Given data:
* * * * * * *

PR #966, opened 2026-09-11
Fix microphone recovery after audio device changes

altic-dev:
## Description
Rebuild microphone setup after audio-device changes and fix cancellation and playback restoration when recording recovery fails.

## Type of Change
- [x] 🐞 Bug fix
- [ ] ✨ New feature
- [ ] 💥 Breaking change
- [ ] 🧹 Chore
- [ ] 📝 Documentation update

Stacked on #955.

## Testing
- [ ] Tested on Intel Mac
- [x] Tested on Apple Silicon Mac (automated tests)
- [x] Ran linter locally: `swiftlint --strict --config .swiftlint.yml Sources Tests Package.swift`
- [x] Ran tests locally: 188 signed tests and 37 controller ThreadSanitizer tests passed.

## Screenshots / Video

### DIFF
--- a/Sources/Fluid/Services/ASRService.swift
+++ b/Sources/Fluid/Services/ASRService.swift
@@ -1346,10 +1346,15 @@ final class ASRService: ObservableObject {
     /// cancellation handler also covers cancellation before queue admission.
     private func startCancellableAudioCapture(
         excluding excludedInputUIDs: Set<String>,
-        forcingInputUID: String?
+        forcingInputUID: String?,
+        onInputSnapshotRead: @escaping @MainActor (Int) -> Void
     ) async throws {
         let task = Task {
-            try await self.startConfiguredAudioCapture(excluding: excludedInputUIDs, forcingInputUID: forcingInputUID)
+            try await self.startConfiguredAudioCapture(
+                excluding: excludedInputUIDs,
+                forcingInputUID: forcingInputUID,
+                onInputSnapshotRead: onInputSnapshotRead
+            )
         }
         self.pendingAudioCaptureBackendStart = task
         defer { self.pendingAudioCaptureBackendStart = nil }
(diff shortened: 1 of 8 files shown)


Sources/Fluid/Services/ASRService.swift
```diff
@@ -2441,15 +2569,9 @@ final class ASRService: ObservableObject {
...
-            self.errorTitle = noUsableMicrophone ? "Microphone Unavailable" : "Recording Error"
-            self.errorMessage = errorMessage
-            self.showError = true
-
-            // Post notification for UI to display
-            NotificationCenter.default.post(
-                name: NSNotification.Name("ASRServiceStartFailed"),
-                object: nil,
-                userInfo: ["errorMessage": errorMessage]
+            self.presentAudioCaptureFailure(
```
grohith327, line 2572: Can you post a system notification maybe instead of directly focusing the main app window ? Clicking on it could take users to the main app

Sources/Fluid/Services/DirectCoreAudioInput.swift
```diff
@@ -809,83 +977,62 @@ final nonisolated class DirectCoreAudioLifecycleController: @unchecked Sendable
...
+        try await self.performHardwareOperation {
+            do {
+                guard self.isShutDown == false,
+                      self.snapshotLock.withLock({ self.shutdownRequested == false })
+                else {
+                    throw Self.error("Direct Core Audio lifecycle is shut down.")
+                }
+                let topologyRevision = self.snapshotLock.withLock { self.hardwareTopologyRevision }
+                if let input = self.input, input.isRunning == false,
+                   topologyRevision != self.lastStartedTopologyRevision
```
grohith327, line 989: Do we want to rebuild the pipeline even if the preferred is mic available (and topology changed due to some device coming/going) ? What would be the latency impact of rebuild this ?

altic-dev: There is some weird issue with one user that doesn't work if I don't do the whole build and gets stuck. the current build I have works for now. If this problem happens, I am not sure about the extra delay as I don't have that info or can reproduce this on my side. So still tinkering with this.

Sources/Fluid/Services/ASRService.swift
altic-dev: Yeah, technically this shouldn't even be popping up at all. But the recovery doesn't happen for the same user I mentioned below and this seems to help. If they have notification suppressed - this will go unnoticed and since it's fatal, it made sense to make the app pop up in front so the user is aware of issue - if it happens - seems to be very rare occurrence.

* * * * * * *

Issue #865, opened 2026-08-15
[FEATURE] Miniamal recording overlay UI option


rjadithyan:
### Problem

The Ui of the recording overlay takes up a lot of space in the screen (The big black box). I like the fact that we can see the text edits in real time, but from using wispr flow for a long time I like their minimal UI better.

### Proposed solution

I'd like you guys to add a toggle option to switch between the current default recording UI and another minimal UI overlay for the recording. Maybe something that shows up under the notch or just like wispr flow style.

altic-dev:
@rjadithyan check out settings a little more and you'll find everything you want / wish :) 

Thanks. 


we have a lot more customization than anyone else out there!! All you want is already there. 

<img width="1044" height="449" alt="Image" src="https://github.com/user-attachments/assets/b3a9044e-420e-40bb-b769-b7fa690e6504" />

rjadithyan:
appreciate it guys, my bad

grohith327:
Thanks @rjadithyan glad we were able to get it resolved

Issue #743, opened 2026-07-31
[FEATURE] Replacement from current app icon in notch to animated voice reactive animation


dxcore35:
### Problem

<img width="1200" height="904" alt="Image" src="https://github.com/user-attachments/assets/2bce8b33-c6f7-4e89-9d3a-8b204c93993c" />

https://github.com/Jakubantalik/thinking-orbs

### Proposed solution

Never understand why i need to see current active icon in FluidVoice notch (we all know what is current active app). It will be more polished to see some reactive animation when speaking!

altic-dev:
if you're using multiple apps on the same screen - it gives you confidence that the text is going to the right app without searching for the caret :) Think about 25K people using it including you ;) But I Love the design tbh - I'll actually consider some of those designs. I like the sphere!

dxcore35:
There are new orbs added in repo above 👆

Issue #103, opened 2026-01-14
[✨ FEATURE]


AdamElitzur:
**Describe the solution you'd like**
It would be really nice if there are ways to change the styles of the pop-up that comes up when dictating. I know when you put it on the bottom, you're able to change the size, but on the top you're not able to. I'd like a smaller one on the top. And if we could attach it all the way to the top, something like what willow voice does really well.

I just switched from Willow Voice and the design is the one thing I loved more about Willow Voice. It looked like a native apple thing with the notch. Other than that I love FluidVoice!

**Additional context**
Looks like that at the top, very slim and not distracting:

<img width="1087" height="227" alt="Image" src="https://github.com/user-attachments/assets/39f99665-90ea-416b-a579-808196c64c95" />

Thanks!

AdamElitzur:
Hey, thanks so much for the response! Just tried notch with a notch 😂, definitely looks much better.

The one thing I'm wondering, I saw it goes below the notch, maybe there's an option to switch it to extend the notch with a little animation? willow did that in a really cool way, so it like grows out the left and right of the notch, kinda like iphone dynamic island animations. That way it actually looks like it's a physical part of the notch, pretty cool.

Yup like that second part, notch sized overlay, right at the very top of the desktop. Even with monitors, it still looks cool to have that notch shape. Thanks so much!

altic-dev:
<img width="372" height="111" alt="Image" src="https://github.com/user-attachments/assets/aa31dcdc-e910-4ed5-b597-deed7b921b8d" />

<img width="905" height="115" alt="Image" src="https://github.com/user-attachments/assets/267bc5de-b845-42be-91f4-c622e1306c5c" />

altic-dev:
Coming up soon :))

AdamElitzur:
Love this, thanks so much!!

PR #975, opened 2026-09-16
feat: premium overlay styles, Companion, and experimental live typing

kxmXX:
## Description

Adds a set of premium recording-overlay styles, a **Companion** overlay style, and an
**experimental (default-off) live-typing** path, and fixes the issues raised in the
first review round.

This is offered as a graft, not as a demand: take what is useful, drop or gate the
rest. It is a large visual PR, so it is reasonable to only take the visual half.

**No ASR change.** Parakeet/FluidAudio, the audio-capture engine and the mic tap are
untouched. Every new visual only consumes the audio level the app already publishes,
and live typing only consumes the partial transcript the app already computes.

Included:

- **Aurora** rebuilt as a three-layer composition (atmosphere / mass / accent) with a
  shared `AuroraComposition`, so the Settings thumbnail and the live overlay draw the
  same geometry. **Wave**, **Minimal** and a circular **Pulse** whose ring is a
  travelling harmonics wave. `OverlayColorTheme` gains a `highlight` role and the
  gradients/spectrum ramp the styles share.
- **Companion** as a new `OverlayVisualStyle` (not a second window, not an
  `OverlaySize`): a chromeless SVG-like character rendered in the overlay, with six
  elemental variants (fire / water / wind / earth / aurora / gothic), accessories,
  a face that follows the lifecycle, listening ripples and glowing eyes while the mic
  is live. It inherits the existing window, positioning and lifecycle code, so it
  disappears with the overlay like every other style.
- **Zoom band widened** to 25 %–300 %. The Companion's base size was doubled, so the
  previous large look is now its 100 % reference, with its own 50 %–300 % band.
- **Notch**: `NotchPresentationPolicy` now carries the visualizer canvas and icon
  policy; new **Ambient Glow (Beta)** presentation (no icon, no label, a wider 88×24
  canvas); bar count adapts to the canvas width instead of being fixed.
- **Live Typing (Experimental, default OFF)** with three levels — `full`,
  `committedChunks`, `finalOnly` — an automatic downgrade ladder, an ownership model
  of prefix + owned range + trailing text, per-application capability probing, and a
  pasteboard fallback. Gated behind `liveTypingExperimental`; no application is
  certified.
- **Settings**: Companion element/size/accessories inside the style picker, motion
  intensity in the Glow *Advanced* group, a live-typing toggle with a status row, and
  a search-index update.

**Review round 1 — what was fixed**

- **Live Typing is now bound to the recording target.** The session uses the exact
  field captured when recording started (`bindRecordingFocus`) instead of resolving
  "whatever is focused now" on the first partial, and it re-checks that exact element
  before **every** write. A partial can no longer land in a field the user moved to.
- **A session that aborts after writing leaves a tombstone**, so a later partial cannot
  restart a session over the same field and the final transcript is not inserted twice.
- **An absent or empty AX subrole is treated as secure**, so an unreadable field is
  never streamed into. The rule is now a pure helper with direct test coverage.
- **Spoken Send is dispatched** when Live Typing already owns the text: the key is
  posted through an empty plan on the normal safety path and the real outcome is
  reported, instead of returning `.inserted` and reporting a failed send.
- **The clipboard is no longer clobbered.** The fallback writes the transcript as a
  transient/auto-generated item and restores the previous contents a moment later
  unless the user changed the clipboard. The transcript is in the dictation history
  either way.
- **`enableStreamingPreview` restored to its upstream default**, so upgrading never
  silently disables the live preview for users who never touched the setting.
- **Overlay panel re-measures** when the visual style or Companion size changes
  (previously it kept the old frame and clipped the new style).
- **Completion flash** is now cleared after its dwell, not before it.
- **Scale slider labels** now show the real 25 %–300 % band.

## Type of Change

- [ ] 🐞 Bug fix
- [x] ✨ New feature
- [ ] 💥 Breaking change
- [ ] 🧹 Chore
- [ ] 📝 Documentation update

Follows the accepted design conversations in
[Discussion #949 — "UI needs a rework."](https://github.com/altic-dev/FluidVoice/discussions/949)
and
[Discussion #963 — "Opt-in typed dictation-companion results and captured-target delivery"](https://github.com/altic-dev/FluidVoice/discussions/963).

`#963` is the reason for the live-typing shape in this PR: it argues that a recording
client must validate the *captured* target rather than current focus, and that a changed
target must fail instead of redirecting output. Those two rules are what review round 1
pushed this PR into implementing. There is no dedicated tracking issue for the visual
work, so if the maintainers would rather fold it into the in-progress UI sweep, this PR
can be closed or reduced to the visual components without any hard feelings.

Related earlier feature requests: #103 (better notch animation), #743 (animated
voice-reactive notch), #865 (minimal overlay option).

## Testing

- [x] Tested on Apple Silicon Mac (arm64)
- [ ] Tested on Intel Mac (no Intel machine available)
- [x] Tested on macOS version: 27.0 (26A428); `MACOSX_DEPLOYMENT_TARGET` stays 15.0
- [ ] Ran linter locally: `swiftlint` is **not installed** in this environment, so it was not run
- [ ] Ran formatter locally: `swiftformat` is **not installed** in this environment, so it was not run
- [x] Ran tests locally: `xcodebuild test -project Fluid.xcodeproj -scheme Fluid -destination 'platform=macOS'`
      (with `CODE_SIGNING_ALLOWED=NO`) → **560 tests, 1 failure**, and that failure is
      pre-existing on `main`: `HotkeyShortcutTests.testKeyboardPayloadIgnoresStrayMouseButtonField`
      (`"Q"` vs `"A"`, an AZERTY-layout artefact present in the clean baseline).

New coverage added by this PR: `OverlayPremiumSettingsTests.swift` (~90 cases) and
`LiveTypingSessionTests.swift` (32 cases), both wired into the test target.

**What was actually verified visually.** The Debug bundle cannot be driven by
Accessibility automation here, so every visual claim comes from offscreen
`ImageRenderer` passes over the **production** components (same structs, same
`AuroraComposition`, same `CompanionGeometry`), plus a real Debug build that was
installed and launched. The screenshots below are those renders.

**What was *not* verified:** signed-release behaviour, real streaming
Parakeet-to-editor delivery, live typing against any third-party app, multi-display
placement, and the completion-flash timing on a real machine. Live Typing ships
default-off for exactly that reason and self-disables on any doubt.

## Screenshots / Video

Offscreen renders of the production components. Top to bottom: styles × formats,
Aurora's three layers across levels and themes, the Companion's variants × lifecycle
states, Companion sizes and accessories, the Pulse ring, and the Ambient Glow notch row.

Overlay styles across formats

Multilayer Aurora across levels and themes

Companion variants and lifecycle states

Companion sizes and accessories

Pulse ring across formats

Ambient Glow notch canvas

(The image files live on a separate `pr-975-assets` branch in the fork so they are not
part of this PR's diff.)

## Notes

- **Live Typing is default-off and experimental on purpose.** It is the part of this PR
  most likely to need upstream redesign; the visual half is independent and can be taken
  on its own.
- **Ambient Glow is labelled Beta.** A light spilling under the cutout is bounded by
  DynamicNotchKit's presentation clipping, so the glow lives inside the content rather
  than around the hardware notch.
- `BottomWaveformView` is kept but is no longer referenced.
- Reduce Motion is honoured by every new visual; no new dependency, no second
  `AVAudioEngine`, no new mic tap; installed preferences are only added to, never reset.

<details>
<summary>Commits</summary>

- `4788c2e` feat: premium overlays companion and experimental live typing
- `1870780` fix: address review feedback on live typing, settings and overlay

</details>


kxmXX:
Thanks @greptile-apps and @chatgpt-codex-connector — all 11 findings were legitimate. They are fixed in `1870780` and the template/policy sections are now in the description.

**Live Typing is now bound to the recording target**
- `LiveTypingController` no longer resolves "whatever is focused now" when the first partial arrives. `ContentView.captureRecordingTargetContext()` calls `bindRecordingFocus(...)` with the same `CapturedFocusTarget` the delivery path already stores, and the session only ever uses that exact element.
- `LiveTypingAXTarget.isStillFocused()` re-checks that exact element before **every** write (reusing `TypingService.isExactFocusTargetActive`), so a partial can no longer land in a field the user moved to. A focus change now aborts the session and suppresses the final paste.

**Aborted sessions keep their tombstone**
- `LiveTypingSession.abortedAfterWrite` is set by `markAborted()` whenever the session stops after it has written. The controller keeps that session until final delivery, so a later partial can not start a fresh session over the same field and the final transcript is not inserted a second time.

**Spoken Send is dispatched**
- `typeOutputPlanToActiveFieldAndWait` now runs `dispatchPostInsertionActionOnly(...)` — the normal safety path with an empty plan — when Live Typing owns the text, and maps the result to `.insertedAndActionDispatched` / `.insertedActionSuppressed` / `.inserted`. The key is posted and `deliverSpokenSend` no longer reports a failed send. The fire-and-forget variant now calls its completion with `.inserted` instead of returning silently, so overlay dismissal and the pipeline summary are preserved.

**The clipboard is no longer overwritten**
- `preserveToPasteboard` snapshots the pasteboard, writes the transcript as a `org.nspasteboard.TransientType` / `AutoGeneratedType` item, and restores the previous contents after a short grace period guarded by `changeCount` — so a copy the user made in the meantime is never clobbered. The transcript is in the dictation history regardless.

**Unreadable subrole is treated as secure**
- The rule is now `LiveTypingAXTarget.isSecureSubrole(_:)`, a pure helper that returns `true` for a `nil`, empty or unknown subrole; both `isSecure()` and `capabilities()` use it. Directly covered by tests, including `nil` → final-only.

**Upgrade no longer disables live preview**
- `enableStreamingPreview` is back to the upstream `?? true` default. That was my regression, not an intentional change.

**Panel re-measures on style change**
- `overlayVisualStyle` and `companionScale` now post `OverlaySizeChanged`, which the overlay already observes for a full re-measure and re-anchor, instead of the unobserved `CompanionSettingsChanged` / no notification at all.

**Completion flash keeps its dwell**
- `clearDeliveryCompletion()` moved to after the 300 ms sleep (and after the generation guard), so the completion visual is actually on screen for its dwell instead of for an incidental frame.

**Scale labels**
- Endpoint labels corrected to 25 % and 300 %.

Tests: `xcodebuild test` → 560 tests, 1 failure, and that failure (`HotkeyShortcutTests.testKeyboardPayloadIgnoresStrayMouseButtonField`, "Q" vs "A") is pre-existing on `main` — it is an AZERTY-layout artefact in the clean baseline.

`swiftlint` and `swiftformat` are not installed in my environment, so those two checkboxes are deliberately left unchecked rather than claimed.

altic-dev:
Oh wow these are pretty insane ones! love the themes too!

* * * * * * *

The task:
Reproduce only the lines above, starting at the line with "PR #966, opened 2026-09-11" and ending at the line with "- [ ] ✨ New feature", exactly as written.

Result of this exercise:
PR #966, opened 2026-09-11
Fix microphone recovery after audio device changes

altic-dev:
## Description
Rebuild microphone setup after audio-device changes and fix cancellation and playback restoration when recording recovery fails.

## Type of Change
- [x] 🐞 Bug fix
- [ ] ✨ New feature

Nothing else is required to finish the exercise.